- YOUR GOAL -
The data should be duplicated exactly, with every word kept as it is.

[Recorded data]

◇ ◇ ◇ ◇ ◇

PR #4873, opened 2018-03-08
Remove error state of form inputs after editing them

robertknight:
Remove the bold red border and validation error messages after editing a
form input, since the validation error message is no longer applicable
at that point.

Form inputs were already being rendered with a `js-form-input` class.
Add a controller for those elements which removes the "is-error" class
after the child `<input>` is edited.

Note that the `is-error` class controls both the border style and
visibility of validation error messages.

----

On master, if you submit a form and there is an error with a field, the field is rendered with a bold outline and error message:

screenshot 2018-03-08 11 16 20

If you then edit the field, the error message remains even though it no longer applies:

screenshot 2018-03-08 11 16 58

On this branch, the error message goes away after editing the field:

screenshot 2018-03-08 11 16 36

### DIFF
--- a/h/static/scripts/controllers/form-input-controller.js
+++ b/h/static/scripts/controllers/form-input-controller.js
@@ -1,0 +1,33 @@
+'use strict';
+
+const Controller = require('../base/controller');
+const { setElementState } = require('../util/dom');
+
+/**
+ * Controller for individual form input fields.
+ *
+ * This is used for both forms with inline editing (ie. those which show "Save"
+ * and "Cancel" buttons beneath individual form fields, see `FormController`)
+ * and those without.
+ *
+ * Note that for forms using inline editing much of the logic lives in the
+ * form-level controller rather than here.
+ */
+class FormInputController extends Controller {
+  constructor(element) {
+    super(element);
+
+    const hasError = element.classList.contains('is-error');
+    this.setState({ hasError });
+
+    this.refs.formInput.addEventListener('input', () => {
+      this.setState({ hasError: false });
+    });
+  }
+
+  update() {
+    setElementState(this.element, { error: this.state.hasError });
+  }
+}
+
+module.exports = FormInputController;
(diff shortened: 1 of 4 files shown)


lyzadanger:
> Form inputs were already being rendered with a js-form-input class.
Add a controller for those elements which removes the "is-error" class
after the child <input> is edited.

I don't know how much client-side validation we've got going on, but will the error class be removed on blur (or whatever) if the remaining field value violates client-side validation (i.e. is still in error and the browser can tell that it's still in error)?

lyzadanger:
Hi! I pulled the branch and tried it out. In my new (possibly borken, who knows) add-a-group admin panel, I didn't see the error state get removed after fixing the form field that was in error. Here's a GIF (it may be hard to tell, but I'm clicking around unfocusing the field trying to get the error to clear)

error-states

This wasn't what I expected, but maybe I'm doing it wrong?

robertknight:
> This wasn't what I expected, but maybe I'm doing it wrong?

No. I forgot to enable this behaviour for the admin site by registering the appropriate controller in `admin-site.js`. This should work now.

h/static/scripts/controllers/form-input-controller.js
```diff
@@ -0,0 +1,33 @@
...
+const { setElementState } = require('../util/dom');
+
+/**
+ * Controller for individual form input fields.
+ *
+ * This is used for both forms with inline editing (ie. those which show "Save"
+ * and "Cancel" buttons beneath individual form fields, see `FormController`)
+ * and those without.
+ *
+ * Note that for forms using inline editing much of the logic lives in the
```
lyzadanger: Thank you for this potentially sanity-saving comment!

h/static/scripts/controllers/form-input-controller.js
```diff
@@ -0,0 +1,33 @@
...
+ * form-level controller rather than here.
+ */
+class FormInputController extends Controller {
+  constructor(element) {
+    super(element);
+
+    const hasError = element.classList.contains('is-error');
+    this.setState({ hasError });
+
+    this.refs.formInput.addEventListener('input', () => {
```
lyzadanger: Ah! I think I like that it's listening on `input` versus `blur` or something. Neat.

◇ ◇ ◇ ◇ ◇

- THE ANSWER -
PR #4873, opened 2018-03-08
Remove error state of form inputs after editing them

robertknight:
Remove the bold red border and validation error messages after editing a
form input, since the validation error message is no longer applicable
at that point.

Form inputs were already being rendered with a `js-form-input` class.
Add a controller for those elements which removes the "is-error" class
after the child `<input>` is edited.

Note that the `is-error` class controls both the border style and
visibility of validation error messages.

----

On master, if you submit a form and there is an error with a field, the field is rendered with a bold outline and error message:

screenshot 2018-03-08 11 16 20

If you then edit the field, the error message remains even though it no longer applies:

screenshot 2018-03-08 11 16 58

On this branch, the error message goes away after editing the field:

screenshot 2018-03-08 11 16 36

### DIFF
--- a/h/static/scripts/controllers/form-input-controller.js
+++ b/h/static/scripts/controllers/form-input-controller.js
@@ -1,0 +1,33 @@
+'use strict';
+
+const Controller = require('../base/controller');
+const { setElementState } = require('../util/dom');
+
+/**
+ * Controller for individual form input fields.
+ *
+ * This is used for both forms with inline editing (ie. those which show "Save"
+ * and "Cancel" buttons beneath individual form fields, see `FormController`)
+ * and those without.
+ *
+ * Note that for forms using inline editing much of the logic lives in the
+ * form-level controller rather than here.
+ */
+class FormInputController extends Controller {
+  constructor(element) {
+    super(element);
+
+    const hasError = element.classList.contains('is-error');
+    this.setState({ hasError });
+
+    this.refs.formInput.addEventListener('input', () => {
+      this.setState({ hasError: false });
+    });
+  }
+
+  update() {
+    setElementState(this.element, { error: this.state.hasError });
+  }
+}
+
+module.exports = FormInputController;
(diff shortened: 1 of 4 files shown)


lyzadanger:
> Form inputs were already being rendered with a js-form-input class.
Add a controller for those elements which removes the "is-error" class
after the child <input> is edited.

I don't know how much client-side validation we've got going on, but will the error class be removed on blur (or whatever) if the remaining field value violates client-side validation (i.e. is still in error and the browser can tell that it's still in error)?

lyzadanger:
Hi! I pulled the branch and tried it out. In my new (possibly borken, who knows) add-a-group admin panel, I didn't see the error state get removed after fixing the form field that was in error. Here's a GIF (it may be hard to tell, but I'm clicking around unfocusing the field trying to get the error to clear)

error-states

This wasn't what I expected, but maybe I'm doing it wrong?

robertknight:
> This wasn't what I expected, but maybe I'm doing it wrong?

No. I forgot to enable this behaviour for the admin site by registering the appropriate controller in `admin-site.js`. This should work now.

h/static/scripts/controllers/form-input-controller.js
```diff
@@ -0,0 +1,33 @@
...
+const { setElementState } = require('../util/dom');
+
+/**
+ * Controller for individual form input fields.
+ *
+ * This is used for both forms with inline editing (ie. those which show "Save"
+ * and "Cancel" buttons beneath individual form fields, see `FormController`)
+ * and those without.
+ *
+ * Note that for forms using inline editing much of the logic lives in the
```
lyzadanger: Thank you for this potentially sanity-saving comment!

h/static/scripts/controllers/form-input-controller.js
```diff
@@ -0,0 +1,33 @@
...
+ * form-level controller rather than here.
+ */
+class FormInputController extends Controller {
+  constructor(element) {
+    super(element);
+
+    const hasError = element.classList.contains('is-error');
+    this.setState({ hasError });
+
+    this.refs.formInput.addEventListener('input', () => {
```
lyzadanger: Ah! I think I like that it's listening on `input` versus `blur` or something. Neat.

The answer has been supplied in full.